Saved data entries
-.-.-

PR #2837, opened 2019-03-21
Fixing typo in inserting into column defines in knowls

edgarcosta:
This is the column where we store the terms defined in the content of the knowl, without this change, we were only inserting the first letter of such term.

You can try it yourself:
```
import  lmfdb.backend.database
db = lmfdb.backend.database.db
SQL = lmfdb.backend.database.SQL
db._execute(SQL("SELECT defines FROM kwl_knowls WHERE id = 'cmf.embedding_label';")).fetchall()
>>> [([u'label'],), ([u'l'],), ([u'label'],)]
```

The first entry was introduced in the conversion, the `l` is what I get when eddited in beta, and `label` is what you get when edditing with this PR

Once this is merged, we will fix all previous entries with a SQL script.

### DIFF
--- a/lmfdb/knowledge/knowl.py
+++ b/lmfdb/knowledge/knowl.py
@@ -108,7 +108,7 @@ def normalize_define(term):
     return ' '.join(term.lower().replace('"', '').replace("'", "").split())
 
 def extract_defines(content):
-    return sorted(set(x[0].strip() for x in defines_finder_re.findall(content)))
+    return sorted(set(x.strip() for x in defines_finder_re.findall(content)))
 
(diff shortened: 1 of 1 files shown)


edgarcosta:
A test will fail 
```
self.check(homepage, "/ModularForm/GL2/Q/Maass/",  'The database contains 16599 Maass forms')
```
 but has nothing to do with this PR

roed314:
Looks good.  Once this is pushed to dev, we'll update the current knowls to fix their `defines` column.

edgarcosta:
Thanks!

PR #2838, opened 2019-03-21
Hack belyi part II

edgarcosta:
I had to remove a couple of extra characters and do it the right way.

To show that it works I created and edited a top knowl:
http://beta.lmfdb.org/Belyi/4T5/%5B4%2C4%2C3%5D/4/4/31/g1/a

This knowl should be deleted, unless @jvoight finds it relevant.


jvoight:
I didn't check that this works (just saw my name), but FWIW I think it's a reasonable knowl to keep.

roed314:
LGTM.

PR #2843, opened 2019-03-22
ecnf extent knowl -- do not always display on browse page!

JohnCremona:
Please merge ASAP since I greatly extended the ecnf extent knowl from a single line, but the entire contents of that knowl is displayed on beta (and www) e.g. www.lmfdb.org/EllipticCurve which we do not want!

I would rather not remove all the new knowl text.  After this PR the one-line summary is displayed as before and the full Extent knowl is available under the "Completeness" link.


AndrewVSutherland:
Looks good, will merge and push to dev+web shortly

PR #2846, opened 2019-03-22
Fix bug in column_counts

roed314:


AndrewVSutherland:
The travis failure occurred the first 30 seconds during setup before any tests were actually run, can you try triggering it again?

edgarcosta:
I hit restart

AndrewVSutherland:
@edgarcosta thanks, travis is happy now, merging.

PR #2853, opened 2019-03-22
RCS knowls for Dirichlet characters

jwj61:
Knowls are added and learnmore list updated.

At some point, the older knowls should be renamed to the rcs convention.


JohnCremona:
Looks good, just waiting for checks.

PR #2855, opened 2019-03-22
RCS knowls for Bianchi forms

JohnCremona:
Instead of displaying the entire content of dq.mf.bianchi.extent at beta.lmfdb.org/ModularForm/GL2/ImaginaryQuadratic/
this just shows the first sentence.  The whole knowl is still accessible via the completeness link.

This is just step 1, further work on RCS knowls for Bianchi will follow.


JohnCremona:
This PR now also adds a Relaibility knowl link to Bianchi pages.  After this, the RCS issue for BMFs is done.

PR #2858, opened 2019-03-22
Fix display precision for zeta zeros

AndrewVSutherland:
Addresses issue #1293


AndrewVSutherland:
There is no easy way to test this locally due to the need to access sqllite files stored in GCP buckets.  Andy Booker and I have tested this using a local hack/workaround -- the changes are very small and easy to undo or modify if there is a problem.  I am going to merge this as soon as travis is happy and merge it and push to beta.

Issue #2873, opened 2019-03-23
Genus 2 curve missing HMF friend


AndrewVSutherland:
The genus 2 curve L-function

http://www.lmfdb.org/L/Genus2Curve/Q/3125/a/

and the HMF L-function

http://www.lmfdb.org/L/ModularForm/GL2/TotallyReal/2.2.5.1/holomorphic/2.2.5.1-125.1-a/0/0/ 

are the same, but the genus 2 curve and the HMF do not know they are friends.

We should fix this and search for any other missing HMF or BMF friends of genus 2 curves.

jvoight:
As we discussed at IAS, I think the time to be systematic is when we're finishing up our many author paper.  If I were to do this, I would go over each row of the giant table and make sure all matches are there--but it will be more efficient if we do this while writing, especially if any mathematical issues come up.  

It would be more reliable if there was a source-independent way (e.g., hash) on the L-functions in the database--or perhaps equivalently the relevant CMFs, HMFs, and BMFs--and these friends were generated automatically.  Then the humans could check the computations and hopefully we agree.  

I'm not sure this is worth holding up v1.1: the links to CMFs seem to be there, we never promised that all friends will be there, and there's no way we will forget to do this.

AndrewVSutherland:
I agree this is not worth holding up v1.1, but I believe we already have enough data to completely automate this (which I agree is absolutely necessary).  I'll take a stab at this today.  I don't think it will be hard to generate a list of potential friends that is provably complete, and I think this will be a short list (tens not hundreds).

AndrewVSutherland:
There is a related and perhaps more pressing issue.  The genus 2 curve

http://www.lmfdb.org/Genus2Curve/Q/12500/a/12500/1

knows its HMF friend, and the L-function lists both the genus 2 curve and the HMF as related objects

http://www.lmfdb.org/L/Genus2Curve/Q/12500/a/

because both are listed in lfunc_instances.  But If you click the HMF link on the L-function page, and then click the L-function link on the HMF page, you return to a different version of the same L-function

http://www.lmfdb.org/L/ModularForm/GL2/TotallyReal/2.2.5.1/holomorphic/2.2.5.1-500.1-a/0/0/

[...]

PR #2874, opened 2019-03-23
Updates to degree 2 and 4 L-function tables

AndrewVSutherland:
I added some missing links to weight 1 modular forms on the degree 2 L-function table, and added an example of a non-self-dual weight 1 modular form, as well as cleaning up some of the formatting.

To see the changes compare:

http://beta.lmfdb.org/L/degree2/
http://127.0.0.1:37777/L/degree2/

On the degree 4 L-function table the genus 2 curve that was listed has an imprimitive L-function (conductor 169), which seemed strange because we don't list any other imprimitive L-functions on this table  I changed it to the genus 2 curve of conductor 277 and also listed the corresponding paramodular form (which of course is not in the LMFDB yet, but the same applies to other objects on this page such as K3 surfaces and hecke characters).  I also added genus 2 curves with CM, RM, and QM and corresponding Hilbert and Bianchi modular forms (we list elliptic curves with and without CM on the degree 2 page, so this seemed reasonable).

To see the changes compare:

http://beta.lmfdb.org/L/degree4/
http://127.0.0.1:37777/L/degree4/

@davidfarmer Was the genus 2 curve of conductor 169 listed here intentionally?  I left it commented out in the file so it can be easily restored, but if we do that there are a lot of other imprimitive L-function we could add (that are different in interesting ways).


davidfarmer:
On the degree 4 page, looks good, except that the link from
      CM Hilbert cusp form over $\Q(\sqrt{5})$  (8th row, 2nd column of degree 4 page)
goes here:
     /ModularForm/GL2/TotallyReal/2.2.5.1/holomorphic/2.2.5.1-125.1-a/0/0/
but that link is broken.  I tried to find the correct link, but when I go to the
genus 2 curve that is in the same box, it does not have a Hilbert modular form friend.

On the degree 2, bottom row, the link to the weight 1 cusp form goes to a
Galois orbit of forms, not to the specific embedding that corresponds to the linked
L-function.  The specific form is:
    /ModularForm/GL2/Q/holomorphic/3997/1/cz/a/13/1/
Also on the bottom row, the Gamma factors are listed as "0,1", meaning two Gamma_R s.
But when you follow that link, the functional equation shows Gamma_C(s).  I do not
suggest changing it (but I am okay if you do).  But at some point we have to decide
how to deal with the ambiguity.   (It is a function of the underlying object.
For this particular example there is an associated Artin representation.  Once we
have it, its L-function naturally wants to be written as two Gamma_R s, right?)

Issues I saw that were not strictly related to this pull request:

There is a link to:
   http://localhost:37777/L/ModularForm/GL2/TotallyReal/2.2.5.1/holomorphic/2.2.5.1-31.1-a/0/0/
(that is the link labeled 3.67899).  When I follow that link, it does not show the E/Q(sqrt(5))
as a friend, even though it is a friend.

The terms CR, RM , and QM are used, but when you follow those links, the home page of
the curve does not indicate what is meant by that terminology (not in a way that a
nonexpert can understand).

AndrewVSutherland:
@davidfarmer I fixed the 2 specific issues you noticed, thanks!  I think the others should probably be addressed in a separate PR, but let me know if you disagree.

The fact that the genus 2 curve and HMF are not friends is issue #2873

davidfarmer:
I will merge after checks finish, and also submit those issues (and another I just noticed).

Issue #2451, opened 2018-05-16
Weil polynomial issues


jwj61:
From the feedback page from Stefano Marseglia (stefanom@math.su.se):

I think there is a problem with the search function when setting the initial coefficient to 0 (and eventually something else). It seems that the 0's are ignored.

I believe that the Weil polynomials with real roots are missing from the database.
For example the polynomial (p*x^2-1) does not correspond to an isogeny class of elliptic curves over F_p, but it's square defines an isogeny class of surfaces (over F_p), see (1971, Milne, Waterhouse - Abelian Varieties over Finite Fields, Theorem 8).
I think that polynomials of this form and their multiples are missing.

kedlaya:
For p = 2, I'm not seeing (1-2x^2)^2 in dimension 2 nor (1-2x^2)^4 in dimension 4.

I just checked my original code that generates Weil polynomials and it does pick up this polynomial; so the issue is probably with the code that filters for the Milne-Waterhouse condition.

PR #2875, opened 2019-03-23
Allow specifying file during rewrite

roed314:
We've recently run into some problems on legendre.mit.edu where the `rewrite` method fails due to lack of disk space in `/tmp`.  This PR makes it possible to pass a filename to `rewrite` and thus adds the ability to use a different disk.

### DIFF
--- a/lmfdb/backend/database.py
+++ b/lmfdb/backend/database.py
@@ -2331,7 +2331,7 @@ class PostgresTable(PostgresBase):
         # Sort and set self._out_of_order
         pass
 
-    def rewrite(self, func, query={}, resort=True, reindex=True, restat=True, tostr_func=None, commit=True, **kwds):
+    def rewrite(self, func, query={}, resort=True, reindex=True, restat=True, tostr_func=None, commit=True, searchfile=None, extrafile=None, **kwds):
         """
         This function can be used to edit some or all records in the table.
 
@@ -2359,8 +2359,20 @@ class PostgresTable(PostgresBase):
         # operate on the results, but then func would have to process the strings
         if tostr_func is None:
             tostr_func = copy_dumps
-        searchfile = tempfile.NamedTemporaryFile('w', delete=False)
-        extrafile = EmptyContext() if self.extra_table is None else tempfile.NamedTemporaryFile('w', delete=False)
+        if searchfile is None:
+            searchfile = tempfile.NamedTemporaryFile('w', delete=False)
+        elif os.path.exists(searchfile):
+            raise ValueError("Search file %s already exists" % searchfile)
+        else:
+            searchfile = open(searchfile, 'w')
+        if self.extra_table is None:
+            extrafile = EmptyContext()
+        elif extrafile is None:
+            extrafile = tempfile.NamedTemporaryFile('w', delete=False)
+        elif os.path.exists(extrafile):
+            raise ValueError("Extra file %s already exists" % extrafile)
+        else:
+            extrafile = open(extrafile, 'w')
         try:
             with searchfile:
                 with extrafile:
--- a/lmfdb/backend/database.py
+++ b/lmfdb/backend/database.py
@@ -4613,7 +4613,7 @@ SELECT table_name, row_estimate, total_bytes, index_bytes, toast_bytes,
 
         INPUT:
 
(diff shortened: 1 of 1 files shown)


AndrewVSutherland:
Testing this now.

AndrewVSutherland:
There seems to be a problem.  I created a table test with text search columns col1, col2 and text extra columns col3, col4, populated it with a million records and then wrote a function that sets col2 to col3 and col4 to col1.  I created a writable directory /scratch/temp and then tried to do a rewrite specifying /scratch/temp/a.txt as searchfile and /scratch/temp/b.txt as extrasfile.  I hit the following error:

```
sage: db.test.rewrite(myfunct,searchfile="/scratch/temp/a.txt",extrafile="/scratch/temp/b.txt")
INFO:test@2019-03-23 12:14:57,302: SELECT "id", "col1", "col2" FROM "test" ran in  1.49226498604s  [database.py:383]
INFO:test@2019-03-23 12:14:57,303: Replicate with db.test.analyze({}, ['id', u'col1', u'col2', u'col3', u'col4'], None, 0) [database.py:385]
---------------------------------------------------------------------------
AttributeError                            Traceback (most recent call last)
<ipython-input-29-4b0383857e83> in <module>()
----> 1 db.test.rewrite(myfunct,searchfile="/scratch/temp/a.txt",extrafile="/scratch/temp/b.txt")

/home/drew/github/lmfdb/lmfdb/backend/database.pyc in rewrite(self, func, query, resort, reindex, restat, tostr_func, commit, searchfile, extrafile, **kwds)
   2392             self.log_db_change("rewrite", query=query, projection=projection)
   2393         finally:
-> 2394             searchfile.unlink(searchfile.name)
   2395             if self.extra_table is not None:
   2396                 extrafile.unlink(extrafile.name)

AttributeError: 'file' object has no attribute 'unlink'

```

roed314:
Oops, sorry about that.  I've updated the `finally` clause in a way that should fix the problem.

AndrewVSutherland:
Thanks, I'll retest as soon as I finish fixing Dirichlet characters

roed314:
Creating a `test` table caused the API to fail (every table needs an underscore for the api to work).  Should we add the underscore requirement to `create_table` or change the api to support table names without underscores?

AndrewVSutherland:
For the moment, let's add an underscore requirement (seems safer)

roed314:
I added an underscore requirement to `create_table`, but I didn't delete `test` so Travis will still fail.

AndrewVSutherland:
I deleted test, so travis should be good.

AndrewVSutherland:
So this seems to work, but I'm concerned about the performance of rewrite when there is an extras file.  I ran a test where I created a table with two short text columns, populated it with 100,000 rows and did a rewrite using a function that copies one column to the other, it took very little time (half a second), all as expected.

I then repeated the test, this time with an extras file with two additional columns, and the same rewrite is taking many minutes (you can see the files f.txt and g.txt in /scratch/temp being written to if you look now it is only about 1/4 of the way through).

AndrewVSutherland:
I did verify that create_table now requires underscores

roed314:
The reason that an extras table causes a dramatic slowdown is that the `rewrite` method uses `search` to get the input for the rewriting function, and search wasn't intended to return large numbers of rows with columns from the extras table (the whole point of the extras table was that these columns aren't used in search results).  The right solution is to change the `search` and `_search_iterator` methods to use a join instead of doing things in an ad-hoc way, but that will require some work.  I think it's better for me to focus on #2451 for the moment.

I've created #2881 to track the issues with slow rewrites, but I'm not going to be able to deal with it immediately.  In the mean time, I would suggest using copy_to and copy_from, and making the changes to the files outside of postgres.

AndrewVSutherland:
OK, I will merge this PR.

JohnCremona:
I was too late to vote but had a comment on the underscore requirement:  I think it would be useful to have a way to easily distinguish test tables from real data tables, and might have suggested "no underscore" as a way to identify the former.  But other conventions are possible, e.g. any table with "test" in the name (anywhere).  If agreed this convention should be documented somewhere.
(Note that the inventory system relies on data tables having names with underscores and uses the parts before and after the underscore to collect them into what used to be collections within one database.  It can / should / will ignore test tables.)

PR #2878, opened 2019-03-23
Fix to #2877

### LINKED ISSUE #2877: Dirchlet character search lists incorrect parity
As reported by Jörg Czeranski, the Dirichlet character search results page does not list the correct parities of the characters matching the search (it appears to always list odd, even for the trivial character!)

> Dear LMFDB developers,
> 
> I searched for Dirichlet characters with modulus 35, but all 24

-.-.-

EXERCISE INSTRUCTIONS
All lines holding the word "deal" must be copied from the data.

COMPLETED EXERCISE
how to deal with the ambiguity.   (It is a function of the underlying object.
I've created #2881 to track the issues with slow rewrites, but I'm not going to be able to deal with it immediately.  In the mean time, I would suggest using copy_to and copy_from, and making the changes to the files outside of postgres.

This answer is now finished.